A little over two weeks after beginning her freshman year, Briana Hayes, a pre-journalism major, found herself sweeping the porch of a nondescript Athens home. It was an unlikely way for a freshman to spend her Saturday morning when she easily could be sleeping in, exploring campus or eating brunch with friends in a dining hall. But Hayes was one of 483 UGA students who roused themselves from their beds for the university’s sixth annual Dawg Day of Service.
Hayes volunteered with Hands On Athens, a local organization that assists low-income homeowners in historic neighborhoods with maintaining and restoring their home. With five other students, she helped clean and paint the porch of a Colima Avenue house.
“Coming to Athens, I wanted to find a way to give back to the community just like I did in my hometown,” Hayes said. “Dawg Day of Service was the best way to do that.”
The event, held on Aug. 26, was organized by ServeUGA, part of the Division of Student Affairs‘ Center for Leadership and Service. ServeUGA is dedicated to advancing a culture of service at the university. Dawg Day of Service is just one of several volunteer opportunities the group organizes throughout the year.
Students worked for 15 Athens community service organizations across 19 locations.

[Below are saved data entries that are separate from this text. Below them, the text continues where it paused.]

PR #4102, opened 2026-02-04
PeerTest: clear uncaughtExceptionHandler after setting

msgilligan:
`badMessage()` sets Threading.uncaughtExceptionHandler to complete a local `CompletableFuture` at the start of the test, but does not set it back to `null` when finished, like the `exceptionListener()` test does.


schildbach (approved):

schildbach:
Nice catch!

PR #4103, opened 2026-02-04
PeerGroup: skip scheduling task in setupPinging() if executor is shutdown

msgilligan:
It is possible that the executor can be told to shutdown before setupPinging() is called. This prevents a `RejectedExecutionException` from being thrown. In some cases (if the PeerGroup is stopped before setupPinging() is called during PeerGroup startup) the `RejectedExecutionException` is ignored (but is logged) and in other cases it is not.

You can see the logged-and-ignored case in the bitcoinj-core `WalletAppKitTest` `launchAndClose()` and `launchAndCloseTwice()` tests. This commit should cause `RejectedExecutionException` to no longer show in the log for those tests.


msgilligan:
cc: @hasskell

PR #4104, opened 2026-02-04
PeerGroup: better handle shutdown in triggerConnectionsJob

msgilligan:
This is a child of PR #4103, but could potentially be applied separately.

This contains two commits:

1. Checks for shutdown before trying to schedule jobs with `executor`
2. Avoid doing unnecessary work and I/O when `executor` is shutdown


msgilligan:
I opened Issue #4105 after studying the current test failure here: https://github.com/bitcoinj/bitcoinj/actions/runs/21692274818/job/62556011781

msgilligan:
cc: @hasskell

PR #4108, opened 2026-02-05
integration-tests: narrow throws declarations in helper methods

msgilligan:
This ~~is a child of PR #4107 which narrows the throws clauses of classes in `core`~~ PR narrows throws declarations in integration test helper methods..


schildbach:
I've undone one change to a test method, rather than just a helper method.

In addition to Hands On Athens, students volunteered with groups such as Brooklyn Cemetery, Project Safe and the Food Bank of Northeast Georgia.

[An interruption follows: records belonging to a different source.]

Issue #2622, opened 2023-02-10
ADR: OSIv2 submit method


ghickman:
In v1 we created commits in a particular way in a particular place, with v2 this has changed and we should explain what's changed and why.

PR #2773, opened 2023-03-08
Describe the changes to analysis submission in OSIv2

ghickman:
Fix: #2622

### DIFF
--- a/docs/adr/0010-creating-interactive-queries-v2.md
+++ b/docs/adr/0010-creating-interactive-queries-v2.md
@@ -1,0 +1,22 @@
+# 10. Creating Interactive queries v2
+Date: 2022-04-14
+
+## Status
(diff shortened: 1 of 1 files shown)


bloodearnest (approved):

lucyb:
This is a very well written and clear ADR. Unfortunately, it currently repeats a lot of ADR 0008. I would suggest adding some detail about how we're now creating one repo per project rather than just having a single repo for all of OSI and how we're pulling in the details from a template repo.

ghickman:
@lucyb – I'd completely forgotten about ADR 0008 🤦‍♂️  I've updated the text to link to that rather than copy it, and called out that we'll have one repo per project for interactive bits.  How does that read?

lucyb (approved):

Issue #2774, opened 2023-03-09
Add a jobs endpoint


ghickman:
The URL we use for our JobDetail page is too long for Sentry to display (or keep?), which makes debugging a particular job much harder.

@evansd has suggested we have a top-level URL which takes a job identifier and redirects to the appropriate detail page.  We can then use that URL for the `job` tag on our sentry events allowing us to click through to jobs from Sentry.

The URL should, of course, be `/jobsworth/<job identifier>/`.

PR #2775, opened 2023-03-09
Use the JobDetail redirector URL in Sentry

ghickman:
Fix: #2774


evansd (approved):
:tada: Well done past George!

Many of the students volunteering were looking for a way to give back to Athens, which they view as a second home, and to get involved with an organization not necessarily connected to UGA.
“It’s important for UGA students to be involved in the Athens community because the university is such a big part of that community,” said Wesley Peebles, a sophomore ecology and sociology major who volunteered at Brooklyn Cemetery. “Getting involved, giving back and getting to know what’s out there should be a big part of student life.”
According to Alexandra Case, a senior consumer journalism major and the ServeUGA executive board member who organized Dawg Day of Service, the event exposes students to the variety of volunteer opportunities throughout Athens-Clarke County and encourages them to be involved in the greater community.
“It’s important for UGA students to get outside the school’s bubble and experience the problems and needs of the community,” she said.
This notion of experiencing Athens and improving the city’s community was reiterated by Mayor Nancy Denson, who spoke to the student volunteers at the Tate Student Center before they began working.
“As students, you’re not just part of the University of Georgia, you’re part of Athens,” she said. “As you give of yourself and learn about our community, I promise you that the University of Georgia experience will be so much richer. You all are going to have fun today, but you’re also going to change lives.”
In Case’s estimation, Dawg Day of Service not only benefits the student, but it also helps the various organizations by providing them with a large cadre of volunteers to complete larger projects.
“This is really great,” said John Kissane, a Hands On Athens administrator directing Hayes and her fellow volunteers. “We couldn’t operate without volunteers and without UGA, so it’s really great that we’ve got students who are so eager to get involved.”
Hayes believes her Dawg Day of Service experience will affect the rest of her future collegiate career.
“I hope that this serves as a catalyst to do more community service projects,” she said. “I hope that it inspires to me to find my own way to give back.”